WHAT YOU WILL DO
For each line below with the word "approved", write out a copy.

Stored data

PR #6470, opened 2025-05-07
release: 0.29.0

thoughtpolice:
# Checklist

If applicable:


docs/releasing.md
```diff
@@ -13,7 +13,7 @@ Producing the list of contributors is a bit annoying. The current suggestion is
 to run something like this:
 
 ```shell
---
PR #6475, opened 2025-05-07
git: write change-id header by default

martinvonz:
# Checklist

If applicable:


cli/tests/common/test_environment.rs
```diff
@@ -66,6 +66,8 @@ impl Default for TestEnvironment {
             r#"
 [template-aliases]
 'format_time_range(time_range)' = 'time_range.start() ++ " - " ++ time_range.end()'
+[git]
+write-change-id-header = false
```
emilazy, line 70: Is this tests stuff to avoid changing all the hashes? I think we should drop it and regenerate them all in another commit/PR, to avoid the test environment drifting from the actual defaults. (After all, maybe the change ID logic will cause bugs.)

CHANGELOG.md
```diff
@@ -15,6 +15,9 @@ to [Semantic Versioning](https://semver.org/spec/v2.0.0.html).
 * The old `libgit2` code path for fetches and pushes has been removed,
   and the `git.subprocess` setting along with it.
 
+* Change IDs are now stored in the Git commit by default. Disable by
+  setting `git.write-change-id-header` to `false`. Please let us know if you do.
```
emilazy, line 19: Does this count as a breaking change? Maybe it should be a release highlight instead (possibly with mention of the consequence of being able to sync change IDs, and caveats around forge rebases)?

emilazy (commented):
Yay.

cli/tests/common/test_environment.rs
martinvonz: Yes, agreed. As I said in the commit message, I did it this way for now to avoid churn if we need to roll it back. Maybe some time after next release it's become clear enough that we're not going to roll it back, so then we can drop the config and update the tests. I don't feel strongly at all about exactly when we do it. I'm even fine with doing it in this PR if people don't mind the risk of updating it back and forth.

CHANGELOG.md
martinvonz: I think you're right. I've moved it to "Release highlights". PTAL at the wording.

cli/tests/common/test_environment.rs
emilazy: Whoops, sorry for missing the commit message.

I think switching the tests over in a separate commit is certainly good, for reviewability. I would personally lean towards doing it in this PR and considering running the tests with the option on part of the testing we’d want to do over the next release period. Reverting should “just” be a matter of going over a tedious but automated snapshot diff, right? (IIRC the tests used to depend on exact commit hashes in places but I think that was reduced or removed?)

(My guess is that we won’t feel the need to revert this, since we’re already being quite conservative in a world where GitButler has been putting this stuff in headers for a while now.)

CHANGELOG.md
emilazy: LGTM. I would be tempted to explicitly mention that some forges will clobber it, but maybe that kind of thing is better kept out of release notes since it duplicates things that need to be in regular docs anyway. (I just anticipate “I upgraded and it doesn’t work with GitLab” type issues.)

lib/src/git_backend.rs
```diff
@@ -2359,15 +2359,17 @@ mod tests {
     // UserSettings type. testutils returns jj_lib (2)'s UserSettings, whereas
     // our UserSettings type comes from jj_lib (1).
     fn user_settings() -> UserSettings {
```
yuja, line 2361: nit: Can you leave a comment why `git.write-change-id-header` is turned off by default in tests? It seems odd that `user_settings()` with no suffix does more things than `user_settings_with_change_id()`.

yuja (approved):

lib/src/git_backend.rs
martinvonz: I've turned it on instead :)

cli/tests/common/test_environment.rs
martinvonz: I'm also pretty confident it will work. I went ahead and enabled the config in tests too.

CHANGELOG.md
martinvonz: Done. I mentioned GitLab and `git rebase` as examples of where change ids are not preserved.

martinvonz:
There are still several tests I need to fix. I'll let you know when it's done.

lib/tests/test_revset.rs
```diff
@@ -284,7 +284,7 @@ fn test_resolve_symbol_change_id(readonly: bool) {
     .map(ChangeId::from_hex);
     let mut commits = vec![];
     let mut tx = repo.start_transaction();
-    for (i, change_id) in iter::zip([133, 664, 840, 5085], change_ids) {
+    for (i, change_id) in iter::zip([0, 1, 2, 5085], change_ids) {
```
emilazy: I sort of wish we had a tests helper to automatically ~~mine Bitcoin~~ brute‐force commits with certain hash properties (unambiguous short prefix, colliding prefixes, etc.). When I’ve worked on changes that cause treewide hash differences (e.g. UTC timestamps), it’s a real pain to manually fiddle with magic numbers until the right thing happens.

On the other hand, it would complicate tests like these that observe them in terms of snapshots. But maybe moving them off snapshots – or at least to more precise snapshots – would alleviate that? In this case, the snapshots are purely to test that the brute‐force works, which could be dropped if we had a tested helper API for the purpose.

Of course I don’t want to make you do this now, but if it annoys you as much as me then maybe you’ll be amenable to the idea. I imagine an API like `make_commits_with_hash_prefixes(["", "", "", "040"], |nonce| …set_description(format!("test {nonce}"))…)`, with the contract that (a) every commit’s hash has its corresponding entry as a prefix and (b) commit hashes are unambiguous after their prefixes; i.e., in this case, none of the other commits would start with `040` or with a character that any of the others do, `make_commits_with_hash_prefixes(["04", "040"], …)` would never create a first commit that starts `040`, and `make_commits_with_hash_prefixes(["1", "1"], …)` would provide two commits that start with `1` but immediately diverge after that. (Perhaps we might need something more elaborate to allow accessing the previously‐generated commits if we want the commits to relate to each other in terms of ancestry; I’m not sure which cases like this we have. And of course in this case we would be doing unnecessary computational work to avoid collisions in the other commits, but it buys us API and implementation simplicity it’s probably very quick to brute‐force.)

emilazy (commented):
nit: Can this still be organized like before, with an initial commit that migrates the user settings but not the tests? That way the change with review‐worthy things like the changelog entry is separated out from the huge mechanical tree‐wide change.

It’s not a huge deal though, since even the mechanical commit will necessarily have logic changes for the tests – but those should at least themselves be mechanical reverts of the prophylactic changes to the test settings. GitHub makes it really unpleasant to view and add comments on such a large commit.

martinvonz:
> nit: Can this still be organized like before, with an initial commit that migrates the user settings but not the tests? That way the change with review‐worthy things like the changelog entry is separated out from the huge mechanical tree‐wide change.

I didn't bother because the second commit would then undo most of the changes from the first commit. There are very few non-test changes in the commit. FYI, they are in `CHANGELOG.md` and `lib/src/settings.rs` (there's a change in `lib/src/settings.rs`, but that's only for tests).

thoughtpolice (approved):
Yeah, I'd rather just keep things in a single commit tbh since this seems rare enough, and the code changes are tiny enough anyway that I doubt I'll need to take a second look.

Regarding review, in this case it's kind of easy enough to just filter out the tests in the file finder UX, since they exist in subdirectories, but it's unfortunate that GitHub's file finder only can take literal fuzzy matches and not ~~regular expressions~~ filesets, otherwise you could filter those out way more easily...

FINISHED TASK
yuja (approved):
thoughtpolice (approved):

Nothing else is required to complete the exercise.